Olympic Award/Medal Ceremony
The Olympic games is rooted in tradition. From the ancient games, whose traditions were mostly religious to the modern games whose procedures are governed by the International Olympic Committee, there are practices that are followed every Olympiad that govern the way the games are carried out.
If sports is at the centre of the Olympic games, then the medals they give out is the circle around it. Athletes compete for the glory of being presented with a medal, either gold (for 1st place), silver (for 2nd place) or bronze (for 3rd place). Players that rank up to 8th place get a certificate known as an Olympic Diploma in recognition of making it thus far into their specific event.
If there is a tie for any of the top three places, both competitors receive equal recognition i.e. if there is a tie for first place, both athletes will receive Olympic gold.
Until 1932 the medals were awarded at the closing ceremonies with the winners wearing evening wear to receive their medals.
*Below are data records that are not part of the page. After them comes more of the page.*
PR #848, opened 2024-03-18
Add CSV reader for WindRose

paulf81:
# Add CSV reader for WindRose

Working through the examples made me realize that a convenient method for reading a wind rose given as a CSV file (something that has to be done in many examples connected to AEP) leads to a lot of code clutter in examples.  This pull request aims to add this feature as a semi-member function of WindRose, that returns a WindRose.  Included in the pull request is a test of functionality using a minimal csv input file.

I think this is 90% ready but two questions I'd like feedback on:

1) If the CSV file is incomplete (missing possible combinations of wd/ws), the value of the freq table is clear (0) but the ti_table is ambiguous.  If the user prefers a fixed TI, could just back-fill this.  But if these are provided, ?  Right now going for np.nan, but not sure.

2) Is this type of function, a member function that doesn't accept "self" ok?  I wasn't sure where to put this function.  It's nicely organized under the WindRose class, but it doesn't make sense to have to first instantiate a dummy wind_rose object just to run this function, so thought this solution ok, but wasn't sure if I was breaking a taboo @rafmudaf ?


Bartdoekemeijer:
Maybe side-tracking but maybe not: would you like to support .tab files in FLORIS? .tab files are the common file format for wind roses internally here. I have a function that reads a .tab file and pours it into the FLORIS v3 wind rose format. It would be incredibly helpful on my end.

If so, then perhaps it's worth considering if you want to centralize I/O scripts anywhere in FLORIS. Could be a nice opportunity to move FLORIS further towards industry application. This is also in line with adding compatibility with .WRG wind resource files. Additionally, I also have a script to read WAsP .wtg turbine files and pour them into a `turbine_type`  dictionary. Happy to share these publicly and make them a part of FLORIS.

misi9170:
@paulf81 , regarding your second question, I would suggest putting a `@staticmethod` decorator on the new method, see https://www.geeksforgeeks.org/class-method-vs-static-method-python/

misi9170:
Just to tag it, this PR will enable cleaning up of some of the examples that will take place in #843

misi9170 (approved):

floris/wind_data.py
```diff
@@ -538,6 +538,90 @@ def plot_ti_over_ws(
...
+        wd_step = unique_wd[1] - unique_wd[0]
+        ws_step = unique_ws[1] - unique_ws[0]
+
+        # Now use TimeSeries to create a wind rose
+        time_series = TimeSeries(wind_directions, wind_speeds, turbulence_intensities)
+
+        # Now build a new wind rose using the new steps
+        return time_series.to_wind_rose(
+            wd_step=wd_step, ws_step=ws_step, bin_weights=freq_values
+        )
```
ejsimley, line 624: If a TI column is provided, and there are multiple TI values per wind speed/wind direction bin, then this could return a `WindTIRose`, which has ws, wd, ti as the frequency table dimensions. What do you think about adding that option?

paulf81: Sure I can do that

paulf81: Actually, I realized that adding it as a static member of that class is simpler

paulf81:
@rafmudaf @ejsimley @misi9170 ok to merge this afternoon?

floris/wind_data.py
ejsimley: good call

floris/wind_data.py
```diff
@@ -901,6 +985,87 @@ def plot_ti_over_ws(
...
+        is that the wind speed, wind direction combination is given for each row in the
+        CSV file. The wind speed, wind direction, are
+        given in separate columns, and the frequency of occurrence of each combination
+        is given in a separate column. The frequency column is optional, and if not
+        provided, uniform frequency of all bins is assumed.
+
+        The value of ti_col_or_value can be either a string or a float. If it is a string,
+        it is assumed to be the name of the column in the CSV file that contains the
+        turbulence intensity values. If it is a float, it is assumed to be a constant
+        turbulence intensity value for all wind speed and direction combinations.
```
ejsimley, line 1007: The above summary part of the doctoring should be updated for the WindTIRose version

ejsimley (approved):
After the doctstring summary for the WindTIRose version gets updated, this'll be good to merge.

floris/wind_data.py
paulf81: Fixed, thank you

PR #844, opened 2024-03-14
Add functions to return turbine and farm power in wind rose form

paulf81:
# Add functions to return turbine and farm power in wind rose form

This small pull request adds to functions to return the turbine and farm power in the shape (num_wd, num_ws, n_turbines), and relevent testing.  These functions may not be needed but could be useful when driving FLORIS off of WindRose wind_data objects.  Note these functions are not needed when computing AEP.

PR #849, opened 2024-03-20
Save WindData onto FlorisModel and simplify post-`run()` calls

misi9170:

Now, however they are given out immediately after the finals of the event. Victors may receive their medals in their country’s tracksuit, which must be approved by the IOC beforehand. This is to avoid athletes from offending any particular person or group through the use of symbols.
The victors are announced and take their place on a three-tiered rostrum after which they are given their medals by a member of the IOC. After all three athletes receive their medals, the national flags of the three winners are raised directly above them. The winner’s flag always flies the highest, with the silver and bronze medalist following in order. The national anthem of the gold medalist is played as the flags are being raised.
AWARDS AND POLITICS
Athletes are not allowed to make any sign or gesture that is political in nature. One famous incident of this nature occurred during the 1968 Summer Olympics in Mexico city when Tommie Smith (gold) and John Carlos (bronze) gave the Black Panther power salute as their flags were being raised after the medal ceremony. They were subsequently expelled from the games but were not stripped of their medals.
Can you find out why the International Olympic committee does not allow athletes to wear any political or religious symbols during the award ceremony? There have been a few controversies in Olympic history. You might want to start your research there.